- Source information
PR #924, opened 2024-07-03
Mat 364 card testing prevention

bdsl:
See Symfony Rate Limiter docs here: https://symfony.com/doc/current/rate_limiter.html . They do somewhat assume you're using Symfony framework though.

I'm planning to make a PR to frontend display a spinner if the rate limit is hit, but I think this is fine without it - you'll just get our generic something went wrong / please try again message when trying to move on from the first step in the stepper if you've exhausted the rate limit.

### DIFF
--- a/app/dependencies.php
+++ b/app/dependencies.php
@@ -61,6 +61,8 @@ use Symfony\Component\Messenger\Transport\TransportInterface;
 use Symfony\Component\Notifier\Bridge\Slack\SlackTransport;
 use Symfony\Component\Notifier\Chatter;
 use Symfony\Component\Notifier\ChatterInterface;
+use Symfony\Component\RateLimiter\RateLimiterFactory;
+use Symfony\Component\RateLimiter\Storage\CacheStorage;
 use Symfony\Component\Serializer\Encoder\JsonEncoder;
 use Symfony\Component\Serializer\Normalizer\BackedEnumNormalizer;
 use Symfony\Component\Serializer\Normalizer\ObjectNormalizer;
@@ -68,6 +70,7 @@ use Symfony\Component\Serializer\Serializer;
 use Symfony\Component\Serializer\SerializerInterface;
 
 return function (ContainerBuilder $containerBuilder) {
+    $donationCreateRateLimiterKey = 'donation-creation-rate-limiter-factory';
     $containerBuilder->addDefinitions([
         Auth\DonationPublicAuthMiddleware::class =>
             function (ContainerInterface $c): Auth\DonationPublicAuthMiddleware {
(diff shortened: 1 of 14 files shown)


src/Application/Persistence/RetrySafeEntityManager.php
```diff
@@ -167,14 +167,14 @@ public function refresh($object, ?int $lockMode = null): void
     public function flush($entity = null): void
     {
         try {
-            $this->entityManager->flush($entity);
+            $this->entityManager->flush();
```
NoelLH, line 170: Seems counterintuitive to keep the method sig aligned with `EntityManagerDecorator`, including the `$entity`, but then do nothing with it. If there's some advantage might be good to explain the method doc block?

app/dependencies.php
```diff
@@ -234,6 +237,24 @@ public function __invoke(array $record)
             return $logger;
         },
 
+        $donationCreateRateLimiterKey => function (ContainerInterface $c): RateLimiterFactory {
+            return new RateLimiterFactory(
+                config: [
+                    'id' => 'create-donation',
+                    'policy' => 'token_bucket',
```
NoelLH, line 244: I've looked at the docs but am still confused as to what the default 'limiter' that's in effect here will be. Is it based on the direct client IP? If so that will be a problem because we're behind a load balancer.

It might also be worth thinking about the relative advantages of using a new limited as we have solved this problem once already via middleware like at https://github.com/thebiggive/matchbot/blob/824c343503f9862c1964a356b56a2348fa5cd95d/app/routes.php#L39-L40

NoelLH (commented):
Couple of things inline, let me know if you'd like to discuss @bdsl?

src/Application/Persistence/RetrySafeEntityManager.php
bdsl: This was already effectively doing nothing with the entity I think, since `\Doctrine\Persistence\ObjectManager::flush` doesn't take any parameters. Psalm reported it as an error. 

But I see thanks to your comment that the decorator interface does take the param and so does the concrete EntityManager from Doctrine. If passed that triggers the deprecation message with a link to https://github.com/doctrine/orm/issues/8459 . So I guess passing the entity doesn't do nothing as I thought, its just not recommended. 

We never pass anything when calling `flush`. Not sure why Doctrine removed the param from the interface before removing it from the decorator and the concrete class. I think I'll put it back here for now.

app/dependencies.php
bdsl: No it won't be based on client IP, it will be based on the key passed to `\Symfony\Component\RateLimiter\RateLimiterFactory::create`  in `createDonation` is the psp customer ID.

src/Application/Persistence/RetrySafeEntityManager.php
bdsl: Done in d53b31dbec4acf01fd

src/Application/Persistence/RetrySafeEntityManager.php
```diff
@@ -167,14 +167,18 @@ public function refresh($object, ?int $lockMode = null): void
...
+             */
             $this->entityManager->flush($entity);
         } catch (EntityManagerClosed $closedException) {
             $this->logger->error(
                 'EM closed. RetrySafeEntityManager::flush() trying with a new instance,' .
                 $closedException->__tostring()
             );
             $this->resetManager();
-            $this->entityManager->flush($entity);
+            $this->entityManager->flush();
```
NoelLH, line 181:
```suggestion
            $this->entityManager->flush($entity);
```
Finishes the revert for the same reasons as line 174

app/dependencies.php
NoelLH: Thanks and sorry, missed the key line! I've added a table in 8bdbdec672b5cc3899c04ddc2f4cd01dad42c3ff with a high level overview to hopefully make it easier to understand the approaches used through the app.

NoelLH (approved):

app/dependencies.php
bdsl: Welcome, no need to apologies.

PR #926, opened 2024-07-05
Bg2 2632 stripe version upgrade

bdsl:


bdsl:
Apologies I should have closed this when I started again on #927

PR #927, opened 2024-07-08
BG2-2632: Hard-code stripe api version

bdsl:
There is no reason for this to vary between environments that have the same version of matchbot code - the stripe API version used in prod should match the one used for testing, so IMHO this should be hard-coded.

Simplifes updating to a more recent version.


dorota-joanna (approved):
LGTM

app/dependencies.php
```diff
@@ -420,7 +420,8 @@ static function (ContainerInterface $c): Matching\Adapter {
         StripeClient::class => static function (ContainerInterface $c): StripeClient {
             return new StripeClient([
                 'api_key' => $c->get('settings')['stripe']['apiKey'],
-                'stripe_version' => $c->get('settings')['stripe']['apiVersion'],
+                // Stripe version determined by defaults built into stripe-php library - upgrade the library to get
+                // a new version. See \Stripe\Util\ApiVersion::CURRENT
```
NoelLH, line 424: Think I agree it makes more sense to couple the version to the code, but I'm not sure about just using the library default. I think this will make it easier to upgrade API without noticing / properly testing, and harder to quickly compare the API use to other apps, vs. setting the version explicitly. I think it's also better that we are able to upgrade to a major SDK version, e.g. to receive a security patch, without committing to testing our entire integration against a new API version on the same timeline.

It's also unlikely we will be able to consistently release changes to all apps that 'talk to' Stripe exactly simultaneously. The env var might be slightly more arguable if we think about this – we will still never get the upgrade out at _exactly_ the same time but we could use it to get a bit closer if we wanted. The question then is whether it's more dangerous to run an untested version in isolation or to knowingly use different versions across the stack simultaneously. IMO it probably depends on what breaking changes we've spotted, so this _might_ be an argument for having the option to redeploy the same app code with a different API version if we preempt problems or observe them after release and need a short notice hotfix to just one of the apps.

There's tension between the options because the env var has the same problem as using the library default in making it harder to just search the code to check what we're using. Overall I think my preferred option is to hardcode and not use the library's default or constant, because the benefits of decoupling dependency upgrades from API ones and quickly seeing what is active both seem more likely to be a real world win than 'hot swapping' MatchBot's API version.

composer.json
```diff
@@ -47,7 +47,7 @@
         "ramsey/uuid-doctrine": "^2.0.0",
         "slim/psr7": "^1.3",
         "slim/slim": "^4.7",
-        "stripe/stripe-php": "^9.1.0",
+        "stripe/stripe-php": "^v15.1.0",
```
NoelLH, line 50: Are the version anchoring semantics the same when `v` is included? I'd probably still avoid it unless there's a reason it's needed as I would probably miss this when e.g. searching a codebase for particular version specs.

src/Application/Actions/Donations/Update.php
```diff
@@ -374,7 +375,18 @@ private function addData(
                     /** @var string|null $nextActionType */
                     $nextActionType = null;
                     if ($confirmedIntent->status === PaymentIntent::STATUS_REQUIRES_ACTION) {
-                        $nextActionType = (string) $confirmedIntent->next_action?->type;
+                        /** @var ?ErrorObject $nextAction */
+                        $nextAction = $confirmedIntent->next_action;
+
+                        if ($nextAction && ! $nextAction instanceof ErrorObject) {
```
NoelLH, line 381: How do we know this is an `ErrorObject`?

If it is, it seems like our logic deviates from the docs:
* `ErrorObject::$type` is annotated "One of `api_error`, `card_error`, `idempotency_error`, or `invalid_request_error`."
* Just after this change, we are using the type on the left side of `$nextActionType === 'display_bank_transfer_instructions'`

src/Application/Actions/Hooks/StripePaymentsUpdate.php
```diff
@@ -17,6 +17,7 @@
 use MatchBot\Domain\DonorAccountRepository;
 use MatchBot\Domain\Money;
 use MatchBot\Domain\StripeCustomerId;
+use phpDocumentor\Reflection\Type;
```
NoelLH, line 20:
```suggestion
```

Think this is an accidental import?

app/dependencies.php
bdsl: From reading the docs it seems like letting the library choose the default is the main recommanded way - https://github.com/stripe/stripe-php/wiki/Migration-guide-for-v12 has "Upgrade your integration to be compatible " as the recommended option, and explicitly specifying an older API version as only something they think you'd want to do to "avoid or postpone upgrading API Versions". They don't suggest at any point that we might want to explicitly specify the current API version.

I don't see much issue with using different API versions across the stack, the normal way of things is that each app should use the API version that it was developed & tested against. I guess the only problem comes when concepts from the API leak into the way the apps communicate between each other - possibly that could be an issue, but its not really any different to one app talking to a later version of itself via stuff saved in a database etc.

And we can easily change the one line of app code that sets the version without changing anything else - for me at least that would be quicker and more reliable than changing an env var since its a routine task. I'd be happy to add something like this to make it a tiny bit easier to edit the version in code:

```
                'stripe_version' => \Stripe\Util\ApiVersion::CURRENT, //  default, set explicitly here for clarity.
```

The changelog for each version of the PHP library has a link to the upgrading docs for the API - e.g. https://github.com/stripe/stripe-php/blob/master/CHANGELOG.md#1500---2024-06-24 links to https://docs.stripe.com/upgrades#2024-06-20 . I feel like it's very good to know that we're using a versions of the the PHP library and API version that were designed to work together.

src/Domain/DonationService.php
```diff
@@ -164,6 +164,8 @@ function () use ($donation) {
                 'amount' => $donation->getAmountFractionalIncTip(),
                 'currency' => strtolower($donation->getCurrencyCode()),
                 'description' => $donation->getDescription(),
+                'capture_method' => 'automatic', // 'automatic' was default in previous API versions,
+                                                // default is now 'automatic_async'
```
NoelLH, line 168: Yep, so far seems to make sense to avoid automatic_async. https://docs.stripe.com/payments/payment-intents/asynchronous-capture

It sounds like in return for a modest speed up in a call that is already quite fast, async mode would require us to start doing checks later in the process, e.g. perhaps making sure donors cannot press the final donate button too early if fees haven't yet been calculated. And opening up the possibility of `charge.succeeded` not always having properties we need to check, meaning we have to start thinking about later charge events too, seems like a very significant downside.

NoelLH (commented):
Mostly looks good – added a few things inline besides the standalone discussion on how/whether we specify version

composer.json
bdsl: I think composer ignores the `v` prefix. I hadn't thought about this, happy to remove. Done in af0e4681

app/dependencies.php
NoelLH: Mm – definitely pro's and con's to each way. If I was designing their API my advice would be the same – but I think the differences in our case all derive from the multiple apps working with the same objects. Simply searching our codebases to quickly check if they're all aligned, and if not by how many versions, is really I think the biggest win.

I do still think decoupling security patches from having to do time consuming testing is also worth thinking about. I'm not sure it's realistic to think we will always remember that a patch comes with this implicit API change, especially if e.g. Dependabot proposed a major version security PR to us. I've also not seen anything suggesting that SDKs aren't designed to support older API versions.

src/Application/Actions/Donations/Update.php
bdsl: I wasn't 100% sure that it would be an ErrorObject, which is why I made it log an error but not necessarily stop if its a different type. I guess it probably isn't an ErrorObject then. Do you have an idea what else it would be? If we just remove the @var annotation we get this Psalm error:

```

ERROR: UndefinedMagicPropertyFetch
at /home/barney/projects/matchbot/src/Application/Actions/Donations/Update.php:389:52
Magic instance property Stripe\StripeObject::$type is not defined (see https://psalm.dev/218)
                        $nextActionType = (string) $nextAction?->type;
```

src/Application/Actions/Hooks/StripePaymentsUpdate.php
bdsl: Yes, thanks.

app/dependencies.php
bdsl: As discussed did a combination of hard-coding and relying on library default in fa7077452 by asserting that the two are equal.

src/Application/Actions/Donations/Update.php
bdsl: Replaced with a Psalm suppress in 7b3a04b6383f8

app/dependencies.php
bdsl: Hopefully security patches would generally be minor / patch versions of the PHP SDK and not force us to use a new HTTP API version.

bdsl:
@NoelLH this is ready for re-review. Also similar one at https://github.com/thebiggive/identity/pull/137

NoelLH (approved):

PR #928, opened 2024-07-09
BG2-2620: Allow salesforce to mark a charity as needing update

bdsl:
For now matchbot will just record this mark in the db, and not do anything about it. Next step is doing something about it. Possibly I should have implemented them in the opposite order for more effective CI.

### DIFF
--- a/app/routes.php
+++ b/app/routes.php
@@ -67,7 +67,7 @@ return function (App $app) {
     // Requests from Salesforce
 
     $app->post(
-        '/charities/{salesforceId:[a-zA-Z0-9]{18}}/update-required',
+        '/hooks/charities/{salesforceId:[a-zA-Z0-9]{18}}/update-required',
         MarkUpdateRequiredFromSF::class
     )
         ->add(SalesforceAuthMiddleware::class);
--- a/app/routes.php
+++ b/app/routes.php
@@ -68,8 +68,8 @@ return function (App $app) {
 
     $app->post(
         '/charities/{salesforceId:[a-zA-Z0-9]{18}}/update-required',
-        MarkUpdateRequiredFromSF::class
-    )->add(SalesforceAuthMiddleware::class);
+        MarkUpdateRequiredFromSF::class)
+        ->add(SalesforceAuthMiddleware::class);
 
     $app->options('/{routes:.+}', function ($request, $response, $args) {
         return $response;
--- a/app/routes.php
+++ b/app/routes.php
@@ -3,6 +3,7 @@
 declare(strict_types=1);
 
 use Los\RateLimit\RateLimitMiddleware;
+use MatchBot\Application\Actions\Charities\MarkUpdateRequiredFromSF;
 use MatchBot\Application\Actions\DeletePaymentMethod;
 use MatchBot\Application\Actions\UpdatePaymentMethod;
 use MatchBot\Application\Actions\Donations;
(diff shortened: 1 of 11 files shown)


src/Application/Actions/Charities/MarkUpdateRequiredFromSF.php
```diff
@@ -0,0 +1,54 @@
...
+use MatchBot\Domain\CharityRepository;
+use MatchBot\Domain\DomainException\DomainRecordNotFoundException;
+use Psr\Http\Message\ResponseInterface as Response;
+use Psr\Http\Message\ServerRequestInterface as Request;
+use Psr\Log\LoggerInterface;
+
+/**
+ * @psalm-suppress UnusedClass - to be added to routes.php, need to think about authorization requirements.
+ */
+class MarkUpdateRequiredFromSF extends Action
```
bdsl, line 19: this class feels so simple that it might not be worth automated testing. I can make a test if anyone wants though, or this might end up just being a used in a test (and therefore tested incidentally) for the process to actually pull the updates from SF after they get marked as required.

app/routes.php
```diff
@@ -62,6 +64,13 @@ function (RouteCollectorProxy $paymentMethodsGroup) {
     $app->post('/hooks/stripe', Hooks\StripePaymentsUpdate::class);
     $app->post('/hooks/stripe-connect', Hooks\StripePayoutUpdate::class);
 
+    // Requests from Salesforce
+
+    $app->post(
+        '/charities/{salesforceId:[a-zA-Z0-9]{18}}/update-required',
```
NoelLH, line 70:
```suggestion
        '/hooks/charities/{salesforceId:[a-zA-Z0-9]{18}}/update-required',
```

Might be worth having this prefix consistent to help spot everything inbound at a glance?

src/Application/Actions/Charities/MarkUpdateRequiredFromSF.php
```diff
@@ -0,0 +1,54 @@
...
+use MatchBot\Application\Assertion;
+use MatchBot\Domain\CharityRepository;
+use MatchBot\Domain\DomainException\DomainRecordNotFoundException;
+use Psr\Http\Message\ResponseInterface as Response;
+use Psr\Http\Message\ServerRequestInterface as Request;
+use Psr\Log\LoggerInterface;
+
+/**
+ * @psalm-suppress UnusedClass - to be added to routes.php, need to think about authorization requirements.
+ */
```
NoelLH, line 18:
```suggestion
```

NoelLH (commented):
Looks good so far. Minor things inline.

I guess we'll test the action later when it does more?

app/routes.php
bdsl: Not sure if this is really a webhook, I think a defining feature of a webhook is that the address is user-configurable on the sending application side. But it doesn't really matter much and in SF the line between user and developer is pretty blurry. Done in cb28ca10

bdsl:
> I guess we'll test the action later when it does more?

Yes, possibly as part of a larger scale test that also covers the code for pulling the updates from SF.  Or possibly not at all - as it has no conditionals of any sort except for simple error handling I'm not sure it needs any tests.

NoelLH (approved):

bdsl:
> IMO it's still prudent for any Action we are keeping permanently to have at least a cursory 'happy path' unit or integration test. We've definitely had cases of apparently simple ones falling over due to config changes etc. etc., and the cost of maintaining a test for something simple is also low.

OK - I will add some form of test to cover it before moving the ticket to ready for QA.

PR #929, opened 2024-07-10
BG2-2620: Add command for updating charities from SF when required

bdsl:
I think this should complete the work in matchbot for this ticket. Work still required in Salesforce and infrastructure.

### DIFF
--- a/integrationTests/PullCharityUpdatedBasedOnSfHookTest.php
+++ b/integrationTests/PullCharityUpdatedBasedOnSfHookTest.php
@@ -25,10 +25,12 @@ class PullCharityUpdatedBasedOnSfHookTest extends \MatchBot\IntegrationTests\Int
         // arrange
         $em = $this->getService(EntityManager::class);
 
-        $charity = TestCase::someCharity();
+        $campaign = TestCase::someCampaign();
+        $charity = $campaign->getCharity();
         $sfId = $charity->getSalesforceId();
         \assert(is_string($sfId));
 
+        $em->persist($campaign);
         $em->persist($charity);
         $em->flush();
 
@@ -37,6 +39,7 @@ class PullCharityUpdatedBasedOnSfHookTest extends \MatchBot\IntegrationTests\Int
         $fundClientRepository->getForCampaign(Argument::type('string'))->willReturn([]);
 
         $campaignClientProphecy = $this->prophesize(Client\Campaign::class);
+
         $campaignClientProphecy->getById(Argument::any())->willReturn([
             'currencyCode' => 'GBP',
             'endDate' => '2020-01-01',
--- a/integrationTests/PullCharityUpdatedBasedOnSfHookTest.php
+++ b/integrationTests/PullCharityUpdatedBasedOnSfHookTest.php
@@ -4,12 +4,19 @@ namespace MatchBot\IntegrationTests;
 
 use Doctrine\ORM\EntityManager;
 use Laminas\Diactoros\ServerRequest;
+use MatchBot\Application\Commands\UpdateCampaigns;
+use MatchBot\Client;
 use MatchBot\Domain\Charity;
 use MatchBot\Domain\CharityRepository;
 use MatchBot\Domain\Salesforce18Id;
+use MatchBot\Tests\Application\Commands\AlwaysAvailableLockStore;
 use MatchBot\Tests\TestCase;
+use Prophecy\Argument;
+use Psr\Log\NullLogger;
 use Slim\Psr7\Request;
 use Slim\Psr7\Uri;
+use Symfony\Component\Console\Tester\CommandTester;
+use Symfony\Component\Lock\LockFactory;
 
 class PullCharityUpdatedBasedOnSfHookTest extends \MatchBot\IntegrationTests\IntegrationTest
 {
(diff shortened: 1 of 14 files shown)


src/Domain/CampaignRepository.php
```diff
@@ -28,26 +28,26 @@ class CampaignRepository extends SalesforceReadProxyRepository
...
                 charity.tbgClaimingGiftAid = 1 AND
                 charity.tbgApprovedToClaimGiftAid = 0 AND
                 c.endDate >= :extendedLookbackDate
-EOT
             )
-            ->orderBy('c.createdAt', 'ASC')
-            ->setParameter('shortLookBackDate', $shortLookBackDate)
-            ->setParameter('extendedLookbackDate', $extendedLookBackDate);
+            ORDER BY c.createdAt ASC
+            DQL
```
bdsl, line 41: Changed this from query builder to DQL for easier editing, then edited, then thought better and put back to how it was before. I think the change to DQL is worth keeping though.

src/Migrations/Version20240712140753.php
bdsl, line 1: looking back at the previous migrations I see why this is needed - the first migration to add this column wrongly set it it to not null. The second migration made the default null as it should be, so that should be good for any new charities, but didn't affect the values on the existing charities.

src/Application/Commands/UpdateCharities.php
```diff
@@ -0,0 +1,78 @@
...
+
+use Doctrine\Common\Cache\CacheProvider;
+use Doctrine\ORM\EntityManager;
+use Doctrine\ORM\EntityManagerInterface;
+use GuzzleHttp\Exception\TransferException;
+use MatchBot\Client\NotFoundException;
+use MatchBot\Domain\Campaign;
+use MatchBot\Domain\CampaignRepository;
+use MatchBot\Domain\CharityRepository;
+use MatchBot\Domain\DomainException\DomainCurrencyMustNotChangeException;
```
NoelLH, line 15: Think there's some extraneous imports here – at least this one

src/Application/Commands/UpdateCharities.php
```diff
@@ -0,0 +1,78 @@
...
+        parent::__construct();
+    }
+
+    protected function doExecute(InputInterface $input, OutputInterface $output): int
+    {
+
+        $charitiesNeedingUpdate = $this->charityRepository->findAllNeedingUpdateFromSf();
+
+        foreach ($charitiesNeedingUpdate as $charity) {
+            $campaign = $this->campaignRepository->findOneBy(['charity' => $charity->getId()]);
```
NoelLH, line 54: Probably worth explicitly choosing which one? If we are going to stick with one probably the latest – and perhaps it is worth doing multiple up to e.g. 18 months so we also have a consistent set of expectations for how far back campaign data itself might be patched.

NoelLH (commented):
LGTM so far – a few things inline

integrationTests/PullCharityUpdatedBasedOnSfHookTest.php
```diff
@@ -0,0 +1,117 @@
...
+                'New Charity Name',
+                $charity->getStripeAccountId() ?? throw new \Exception('Missing Stripe ID')
+            )
+        );
+
+        $this->getContainer()->set(Client\Campaign::class, $campaignClientProphecy->reveal());
+
+        // act
+        $this->simulateRequestFromSFTo('/hooks/charities/' . $sfId . '/update-required');
+        $this->invokeCommand(UpdateCharities::class);
```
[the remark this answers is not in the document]
bdsl: I'm not keen to do it synchronously as that feels quite inefficient - would mean blocking up one SF thread while it waits for matchbot to callback and wait for another SF thread. Maybe not a problem with SF but I remember that style can easily double or worse costs if done with lambdas.

Also would there not be a human waiting for a response? If we edit an account whether through portal or back office don't we have to wait for the trigger to return to get a confirmation that saving it is complete?

Via SQS sounds ideal, I just didn't want to get into that after all the trouble we had with https://thebiggive.atlassian.net/browse/MAT-363 . But could change to use SQS if/when MAT-363 is done or near done and gives us an example to follow.

src/Application/Commands/UpdateCharities.php
bdsl: Thanks, done in b3630d45 . Doing multiple, going back 18 months as you suggested. Also doing a database join to get rid of the N+1 query problem. Although there may still be one extra query for each charity triggered by calling get functions on the charity ORM proxy object, but performance isn't critical here.

src/Application/Commands/UpdateCharities.php
bdsl: Thanks, fixed in 7e92778e .

integrationTests/PullCharityUpdatedBasedOnSfHookTest.php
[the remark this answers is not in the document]
NoelLH: Callouts from SF happen in one of the kinds of async thread generally – I think maybe always. Certainly we can choose not to make BG team wait for the API reply.

NoelLH (approved):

- Work task
Repeat, word for word, the lines from the opening of the material through the line containing "return function (ContainerBuilder".

- Answer
PR #924, opened 2024-07-03
Mat 364 card testing prevention

bdsl:
See Symfony Rate Limiter docs here: https://symfony.com/doc/current/rate_limiter.html . They do somewhat assume you're using Symfony framework though.

I'm planning to make a PR to frontend display a spinner if the rate limit is hit, but I think this is fine without it - you'll just get our generic something went wrong / please try again message when trying to move on from the first step in the stepper if you've exhausted the rate limit.

### DIFF
--- a/app/dependencies.php
+++ b/app/dependencies.php
@@ -61,6 +61,8 @@ use Symfony\Component\Messenger\Transport\TransportInterface;
 use Symfony\Component\Notifier\Bridge\Slack\SlackTransport;
 use Symfony\Component\Notifier\Chatter;
 use Symfony\Component\Notifier\ChatterInterface;
+use Symfony\Component\RateLimiter\RateLimiterFactory;
+use Symfony\Component\RateLimiter\Storage\CacheStorage;
 use Symfony\Component\Serializer\Encoder\JsonEncoder;
 use Symfony\Component\Serializer\Normalizer\BackedEnumNormalizer;
 use Symfony\Component\Serializer\Normalizer\ObjectNormalizer;
@@ -68,6 +70,7 @@ use Symfony\Component\Serializer\Serializer;
 use Symfony\Component\Serializer\SerializerInterface;
 
 return function (ContainerBuilder $containerBuilder) {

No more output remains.